> **Activity**: Below are some entries. Copy each line that holds the string "values".

BEGIN Data provided

PR #218, opened 2020-02-05
ENH: Add BetaBinomial Distribution

tirthasheshpatel:
Addresses #44.

Summary of my changes:
 - Add ``BoundedDiscreteCompoundDistribution`` ABC to be consistent with the API.
 - Add BetaBinomial Compound Discrete Distribution.

### DIFF
--- a/pymc4/distributions/discrete.py
+++ b/pymc4/distributions/discrete.py
@@ -4,11 +4,13 @@ from tensorflow_probability import distributions as tfd
 from pymc4.distributions.distribution import (
     PositiveDiscreteDistribution,
     BoundedDiscreteDistribution,
+    BoundedDiscreteCompoundDistribution,
 )
 
 __all__ = [
     "Bernoulli",
     "Binomial",
+    "BetaBinomial",
     "DiscreteUniform",
     "Categorical",
     "Geometric",
@@ -126,6 +128,74 @@ class Binomial(BoundedDiscreteDistribution):
 
     def upper_limit(self):
         return self.conditions["total_count"]
+
+
+class BetaBinomial(BoundedDiscreteCompoundDistribution):
+    r"""Bounded Discrete compound Beta-Binomial Random Variable
+
+    The pmf of this distribution is
+
+    .. math:: f(x \mid n, \alpha, \beta) = n \choose x \frac{B(x + \alpha, n - x + \beta)}{B(\alpha, \beta)}
+
+    .. plot::
+
+        import matplotlib.pyplot as plt
+        import numpy as np
+        import scipy.stats as st
+        plt.style.use('seaborn-darkgrid')
+        lows = [1, -2]
+        highs = [6, 2]
+        for low, high in zip(lows, highs):
+            x = np.arange(low, high+1)
+            pmf = [1 / (high - low)] * len(x)
+            plt.plot(x, pmf, '-o', label='low = {}, high = {}'.format(low, high))
+        plt.xlabel('x', fontsize=12)
+        plt.ylabel('f(x)', fontsize=12)
+        plt.ylim(0, 0.4)
+        plt.legend(loc=1)
+        plt.show()
+
+    ========  ===============================================
+    Support   :math:`x \in {0, 1 + 1, \ldots, n}`
+    Mean      :math:`\dfrac{n \alpha}{\alpha + \beta}`
+    Variance  :math:`\dfrac{n \alpha \beta (\alpha + \beta + n)}{(\alpha + \beta)^2 (\alpha + \beta + 1)}`
+    ========  ===============================================
+
+    Parameters
+    ----------
+    total_count : int
+        Number of trials `n` (total_count>=0)
+    concentration0 : float
+        `alpha` parameter of the Beta Distribution (concentration0 > 0)
+    concentration1 : float
+        `beta` parameter of the Beta Distribution (concentration1 > 0)
+    """
+
+    def __init__(self, name, total_count, concentration0, concentration1, **kwargs):
+        super().__init__(
+            name,
+            total_count=total_count,
+            concentration0=concentration0,
+            concentration1=concentration1,
+            **kwargs,
+        )
+
+    @staticmethod
+    def _init_distribution(conditions):
+        total_count, concentration0, concentration1 = (
+            conditions["total_count"],
+            conditions["concentration0"],
+            conditions["concentration1"],
+        )
+        return tfd.DirichletMultinomial(
+            total_count=total_count, concentration=[concentration0, concentration1]
+        )
+
+    def lower_limit(self):
+        return 0
+
+    def upper_limit(self):
+        return self.conditions["total_counts"]
 
 
 class DiscreteUniform(BoundedDiscreteDistribution):
--- a/pymc4/distributions/discrete.py
+++ b/pymc4/distributions/discrete.py
@@ -4,7 +4,6 @@ from tensorflow_probability import distributions as tfd
 from pymc4.distributions.distribution import (
     PositiveDiscreteDistribution,
     BoundedDiscreteDistribution,
-    BoundedDiscreteCompoundDistribution,
 )
 
 __all__ = [
@@ -130,12 +129,16 @@ class Binomial(BoundedDiscreteDistribution):
         return self.conditions["total_count"]
 
 
-class BetaBinomial(BoundedDiscreteCompoundDistribution):
+class BetaBinomial(BoundedDiscreteDistribution):
     r"""Bounded Discrete compound Beta-Binomial Random Variable
 
     The pmf of this distribution is
 
     .. math:: f(x \mid n, \alpha, \beta) = n \choose x \frac{B(x + \alpha, n - x + \beta)}{B(\alpha, \beta)}
+
+    where :math:`n` = ``total_count``
+          :math:`\alpha` = ``concentration0``
+          :math:`\beta` = ``concentration1``
 
     .. plot::
 
@@ -167,9 +170,9 @@ class BetaBinomial(BoundedDiscreteCompoundDistribution):
     total_count : int
         Number of trials `n` (total_count>=0)
     concentration0 : float
-        `alpha` parameter of the Beta Distribution (concentration0 > 0)
+        :math:`\alpha` parameter of the Beta Distribution (concentration0 > 0)
     concentration1 : float
-        `beta` parameter of the Beta Distribution (concentration1 > 0)
+        :math:`\beta` parameter of the Beta Distribution (concentration1 > 0)
     """
 
     def __init__(self, name, total_count, concentration0, concentration1, **kwargs):
--- a/pymc4/distributions/discrete.py
+++ b/pymc4/distributions/discrete.py
@@ -143,11 +143,12 @@ class BetaBinomial(BoundedDiscreteCompoundDistribution):
         import numpy as np
         import scipy.stats as st
         plt.style.use('seaborn-darkgrid')
-        lows = [1, -2]
-        highs = [6, 2]
-        for low, high in zip(lows, highs):
-            x = np.arange(low, high+1)
-            pmf = [1 / (high - low)] * len(x)
+        n = 10
+        x = np.arange(0, n)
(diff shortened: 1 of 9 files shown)


pymc4/distributions/discrete.py
```diff
@@ -128,6 +130,74 @@ def upper_limit(self):
...
+
+    .. math:: f(x \mid n, \alpha, \beta) = n \choose x \frac{B(x + \alpha, n - x + \beta)}{B(\alpha, \beta)}
+
+    .. plot::
+
+        import matplotlib.pyplot as plt
+        import numpy as np
+        import scipy.stats as st
+        plt.style.use('seaborn-darkgrid')
+        lows = [1, -2]
```
tirthasheshpatel: Oh, shoot! Adopted docstring from uniform distribution but forgot to edit it! Let me do that real quick

pymc4/distributions/distribution.py
```diff
@@ -202,6 +203,10 @@ class BoundedDiscreteDistribution(DiscreteDistribution, BoundedDistribution):
     ...
 
 
+class BoundedDiscreteCompoundDistribution(BoundedDiscreteDistribution):
```
lucianopaz: Could you explain why we should add the `BoundedDiscreteCompoundDistribution` distribution and not use `BoundedDiscreteDistribution` directly?

pymc4/distributions/discrete.py
```diff
@@ -128,6 +130,75 @@ def upper_limit(self):
         return self.conditions["total_count"]
 
 
+class BetaBinomial(BoundedDiscreteCompoundDistribution):
+    r"""Bounded Discrete compound Beta-Binomial Random Variable
+
+    The pmf of this distribution is
+
+    .. math:: f(x \mid n, \alpha, \beta) = n \choose x \frac{B(x + \alpha, n - x + \beta)}{B(\alpha, \beta)}
```
lucianopaz: Thanks for copying over the docstring from pymc3, but we have a parameter name discrepancy. Here, we use `concentration` instead of alpha and beta, and `total_count` instead of n. People will be confused by the equation not matching the function's signature. I'm not sure what's best to do here. We can either change the parameter names in the equation or we could add a table after the equation that indicates the correspondence between the equation variables and the parameters in the class' signature.

pymc4/distributions/distribution.py
tirthasheshpatel: If we add other compound distributions in the future than this would be a more interpretable parent class. But it's not necessary! If you want, I can remove it...

pymc4/distributions/discrete.py
tirthasheshpatel: I believe that would make the docstring un-necessarily long but we can just add a docstring saying ``n = total_counts, \alpha = concentration0 and \beta = concentration1``.

tirthasheshpatel:
I will add tests in some time! Meanwhile, do these samples make sense:
```python
>>> samples.posterior['bbmodel/x']
<xarray.DataArray 'bb_model/x' (chain: 1, draw: 10, bb_model/x_dim_0: 2)>
array([[[ -31.816374,   30.671614],
        [ -34.609715,   33.548725],
        [ -76.14795 ,   75.38489 ],
        [-124.313614,  122.80483 ],
        [-178.72943 ,  177.00676 ],
        [-178.78172 ,  176.54834 ],
        [-177.54681 ,  176.86978 ],
        [-179.86192 ,  178.99353 ],
        [-167.46588 ,  165.29099 ],
        [-167.0702  ,  165.82793 ]]], dtype=float32)
Coordinates:
  * chain             (chain) int32 0
  * draw              (draw) int32 0 1 2 3 4 5 6 7 8 9
  * bb_model/x_dim_0  (bb_model/x_dim_0) int32 0 1
```

I think this must be a single dimension vector like binomial distribution! Am I missing sometinhg?

pymc4/distributions/distribution.py
lucianopaz: My question was more about, what make a _compound distribution_ different from a _distribution_ from a programmers point of view. I understand that they are different mathematical entities, but what does the compoundness change from the `class` inheritance point of view.

pymc4/distributions/discrete.py
lucianopaz: Ok, lets add that, just make sure that sphinx will render the `total_counts` and `concentration*` as [inline code](https://www.sphinx-doc.org/en/master/usage/restructuredtext/basics.html#inline-markup), and the other stuff as [inline math](http://www.sphinx-doc.org/es/stable/ext/math.html)

lucianopaz:
> 
> 
> I will add tests in some time! Meanwhile, do these samples make sense:
> 
> ```python
> >>> samples.posterior['bb_model/x']
> <xarray.DataArray 'bb_model/x' (chain: 1, draw: 10, bb_model/x_dim_0: 2)>
> array([[[ -31.816374,   30.671614],
>         [ -34.609715,   33.548725],
>         [ -76.14795 ,   75.38489 ],
>         [-124.313614,  122.80483 ],
>         [-178.72943 ,  177.00676 ],
>         [-178.78172 ,  176.54834 ],
>         [-177.54681 ,  176.86978 ],
>         [-179.86192 ,  178.99353 ],
>         [-167.46588 ,  165.29099 ],
>         [-167.0702  ,  165.82793 ]]], dtype=float32)
> Coordinates:
>   * chain             (chain) int32 0
>   * draw              (draw) int32 0 1 2 3 4 5 6 7 8 9
>   * bb_model/x_dim_0  (bb_model/x_dim_0) int32 0 1
> ```
> 
> I think this must be a single dimension vector like binomial distribution! Am I missing something?

I would need to see the code with which you generated that. Did you `pm.sample`? Why don't you try to simply do

```python
dist = BetaBinomial(some_parameters)
dist.sample(sample_shape=some_shape)
```

and see if what you get back matches what you'd expect?

pymc4/distributions/distribution.py
tirthasheshpatel: Hmm... You are right! It will mostly not affect anything during coding. I will change that too! Thanks

pymc4/distributions/discrete.py
tirthasheshpatel: On it!

tirthasheshpatel:
> I will add tests in some time! Meanwhile, do these samples make sense:
> 
> ```python
> >>> samples.posterior['bb_model/x']
> <xarray.DataArray 'bb_model/x' (chain: 1, draw: 10, bb_model/x_dim_0: 2)>
> array([[[ -31.816374,   30.671614],
>         [ -34.609715,   33.548725],
>         [ -76.14795 ,   75.38489 ],
>         [-124.313614,  122.80483 ],
>         [-178.72943 ,  177.00676 ],
>         [-178.78172 ,  176.54834 ],
>         [-177.54681 ,  176.86978 ],
>         [-179.86192 ,  178.99353 ],
>         [-167.46588 ,  165.29099 ],
>         [-167.0702  ,  165.82793 ]]], dtype=float32)
> Coordinates:
>   * chain             (chain) int32 0
>   * draw              (draw) int32 0 1 2 3 4 5 6 7 8 9
>   * bb_model/x_dim_0  (bb_model/x_dim_0) int32 0 1
> ```
> 
> I think this must be a single dimension vector like binomial distribution! Am I missing something?


So, I used this code to generate those samples
```python
import pymc4 as pm

@pm.model
def bb_model():
    x = yield pm.BetaBinomial('x', 10, 1., 2.)
    return x

samples = pm.sample(bb_model(), num_samples=10, burn_in=10, num_chains=1)
samples
```

These samples have values like ``[-177.54681,  176.86978]`` that does not make sense to me! I mean the values must be in between 0 and ``total_counts`` and 1-dimensional (by default) as, at last, they are samples from binomial. 

OTOH, when I directly sample from ``BetaBinomial('x', 10, 1., 2.)`` the samples are in between 0 and ``total_counts`` but 2D (which, according to the tfp documentation, is expected). Am I missing something here? There is also no ``BetaBinomial`` distribution in tfp. Can someone guide me through this please?

lucianopaz:
Ok, the problem is that at the moment we have only interfaced `pm.sample` to perform NUTS. This is a form of HMC that is only suited to sample from continuous variables. The second part is that we haven't implemented an auto transformation mechanism for bounded variables in general, and for discrete bounded variables in particular. MCMC usually propose samples outside of the distribution's support, so we map those proposals onto the correct domain. So far we've done this for positive continuous and unit continuous variables only.

The important things that should be tested are that the distribution's `sample` and `log_prob` methods work.

tirthasheshpatel:
Got it @lucianopaz. Thanks!

For now, this should work!

tests/test_distributions.py
```diff
@@ -15,6 +15,15 @@ def random_variable_args():
         ("Bernoulli", {"probs": 0.5, "sample": 1.0}),
         ("Beta", {"concentration0": 1, "concentration1": 1}),
         ("Binomial", {"total_count": 5.0, "probs": 0.5, "sample": 1.0}),
+        (
+            "BetaBinomial",
+            {
+                "total_count": 10.0,
+                "concentration0": 1.0,
+                "concentration1": 2.0,
+                "sample": [3.0, 7.0],
```
lucianopaz: Great! If you want to make sure that things are working properly, you could add a value to the sample list that is outside of the bounds, the distribution `log_prob` should return Nan or -inf in those cases

tirthasheshpatel: I tried it out but ``log_prob`` returns finite values no matter what the sample is!
```python
>>> import pymc4 as pm
>>> dist = pm.BetaBinomial('x', 10, 1., 2.)
2020-02-07 13:29:06.852663: I tensorflow/core/platform/cpu_feature_guard.cc:142] Your CPU supports instructions that this TensorFlow binary was not compiled to use: AVX2
>>> dist.log_prob([3., 10.])
<tf.Tensor: shape=(), dtype=float32, numpy=-9.703817>
>>> dist.log_prob([10., 20.])
<tf.Tensor: shape=(), dtype=float32, numpy=-62.71588>
```

lucianopaz:
That's strange, I'll look at this a bit closer

tirthasheshpatel:
Most probably, it is an error for TensorFlow probability.

tirthasheshpatel:
I think this is an error for many other multivariate distributions:

- Dirichlet
```python
>>> dist = pm.Dirichlet('x', [1.0, 2.0])
>>> dist.log_prob(1.0)
<tf.Tensor: shape=(), dtype=float32, numpy=0.6931472>
>>> dist.log_prob(2.0)
<tf.Tensor: shape=(), dtype=float32, numpy=1.3862944>
>>> dist.log_prob(3.0)
<tf.Tensor: shape=(), dtype=float32, numpy=1.7917595>
```

- Multinomial
```python
>>> dist = pm.Multinomial('x', 10, [0.3, 0.7])
>>> dist.log_prob([3.0, 7.0])
<tf.Tensor: shape=(), dtype=float32, numpy=-1.3211508>
>>> dist.log_prob([3.0, 10.0])
<tf.Tensor: shape=(), dtype=float32, numpy=-8.970427>
```

- VonMisesFisher (this is very suspicious!)
```python
>>> dist = pm.VonMisesFisher('x', [10.0, 10.0], 1.)
>>> dist.log_prob([1.0, 1.0])
<tf.Tensor: shape=(), dtype=float32, numpy=17.926208>
>>> dist.log_prob([10.0, 10.0])
<tf.Tensor: shape=(), dtype=float32, numpy=197.92621>
>>> dist.log_prob([100.0, 100.0])
<tf.Tensor: shape=(), dtype=float32, numpy=1997.9263>
```

junpenglao:
The TFP distribution will not validate the input if you leave `validate_args=False`
```
tfd.Dirichlet(np.ones(2)/2, validate_args=Flase).log_prob([.01, .09])  # ==> runs fine
tfd.Dirichlet(np.ones(2)/2, validate_args=True).log_prob([.01, .09])  # ==>  raise error

```

tirthasheshpatel:
Oh! My bad. Will add that too! Thanks @junpenglao

lucianopaz:
Thanks @tirthasheshpatel!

END Data provided

> **Result of this exercise**:
These samples have values like ``[-177.54681,  176.86978]`` that does not make sense to me! I mean the values must be in between 0 and ``total_counts`` and 1-dimensional (by default) as, at last, they are samples from binomial. 
tirthasheshpatel: I tried it out but ``log_prob`` returns finite values no matter what the sample is!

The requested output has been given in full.